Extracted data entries
----

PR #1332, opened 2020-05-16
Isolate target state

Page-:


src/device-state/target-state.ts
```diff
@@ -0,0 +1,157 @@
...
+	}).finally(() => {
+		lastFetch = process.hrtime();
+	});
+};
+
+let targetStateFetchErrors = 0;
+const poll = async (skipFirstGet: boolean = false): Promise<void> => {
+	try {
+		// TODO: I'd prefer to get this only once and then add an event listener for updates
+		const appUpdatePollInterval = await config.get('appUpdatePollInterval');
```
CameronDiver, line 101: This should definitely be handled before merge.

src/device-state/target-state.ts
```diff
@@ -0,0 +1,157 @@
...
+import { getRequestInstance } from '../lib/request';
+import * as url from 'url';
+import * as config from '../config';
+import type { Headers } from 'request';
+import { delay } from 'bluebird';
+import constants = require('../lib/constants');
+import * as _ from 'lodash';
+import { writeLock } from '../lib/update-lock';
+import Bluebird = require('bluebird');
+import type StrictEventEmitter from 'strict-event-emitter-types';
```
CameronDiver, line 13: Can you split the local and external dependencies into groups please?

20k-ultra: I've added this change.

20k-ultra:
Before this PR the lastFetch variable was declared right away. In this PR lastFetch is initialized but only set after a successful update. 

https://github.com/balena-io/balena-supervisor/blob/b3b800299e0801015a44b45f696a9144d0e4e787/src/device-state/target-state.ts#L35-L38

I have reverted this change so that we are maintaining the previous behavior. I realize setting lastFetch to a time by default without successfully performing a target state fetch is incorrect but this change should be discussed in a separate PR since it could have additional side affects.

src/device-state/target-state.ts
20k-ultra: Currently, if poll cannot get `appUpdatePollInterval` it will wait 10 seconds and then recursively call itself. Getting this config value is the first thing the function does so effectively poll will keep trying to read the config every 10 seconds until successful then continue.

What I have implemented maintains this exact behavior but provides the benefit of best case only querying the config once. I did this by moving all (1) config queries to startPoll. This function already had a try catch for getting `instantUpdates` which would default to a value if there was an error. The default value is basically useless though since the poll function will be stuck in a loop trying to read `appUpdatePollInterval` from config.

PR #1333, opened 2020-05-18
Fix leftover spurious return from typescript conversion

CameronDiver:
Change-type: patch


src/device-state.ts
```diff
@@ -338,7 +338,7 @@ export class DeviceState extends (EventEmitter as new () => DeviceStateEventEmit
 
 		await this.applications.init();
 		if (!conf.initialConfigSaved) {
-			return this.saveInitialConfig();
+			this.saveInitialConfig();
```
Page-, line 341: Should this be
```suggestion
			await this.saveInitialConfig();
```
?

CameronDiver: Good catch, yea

----

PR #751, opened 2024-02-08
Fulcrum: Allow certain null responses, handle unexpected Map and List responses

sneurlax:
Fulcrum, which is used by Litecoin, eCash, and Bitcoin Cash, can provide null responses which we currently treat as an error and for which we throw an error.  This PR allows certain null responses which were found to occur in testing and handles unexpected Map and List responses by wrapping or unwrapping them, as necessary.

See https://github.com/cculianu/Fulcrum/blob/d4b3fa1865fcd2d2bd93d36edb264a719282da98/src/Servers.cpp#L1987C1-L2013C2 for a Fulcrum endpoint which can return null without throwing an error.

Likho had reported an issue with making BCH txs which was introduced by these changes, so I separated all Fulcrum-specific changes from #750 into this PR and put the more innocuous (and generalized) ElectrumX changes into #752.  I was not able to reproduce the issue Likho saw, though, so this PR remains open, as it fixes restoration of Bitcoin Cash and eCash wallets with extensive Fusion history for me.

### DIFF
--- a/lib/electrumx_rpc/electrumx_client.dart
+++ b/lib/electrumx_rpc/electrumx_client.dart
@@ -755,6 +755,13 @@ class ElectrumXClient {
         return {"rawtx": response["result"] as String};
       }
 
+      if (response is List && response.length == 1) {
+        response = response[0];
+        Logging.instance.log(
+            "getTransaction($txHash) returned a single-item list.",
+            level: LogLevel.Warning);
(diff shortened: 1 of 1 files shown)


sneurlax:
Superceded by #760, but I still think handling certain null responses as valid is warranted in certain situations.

----

Task item:
Among the entries, find each line that includes the string "ultra" and copy it.

Response to the task:
20k-ultra: I've added this change.
20k-ultra:
20k-ultra: Currently, if poll cannot get `appUpdatePollInterval` it will wait 10 seconds and then recursively call itself. Getting this config value is the first thing the function does so effectively poll will keep trying to read the config every 10 seconds until successful then continue.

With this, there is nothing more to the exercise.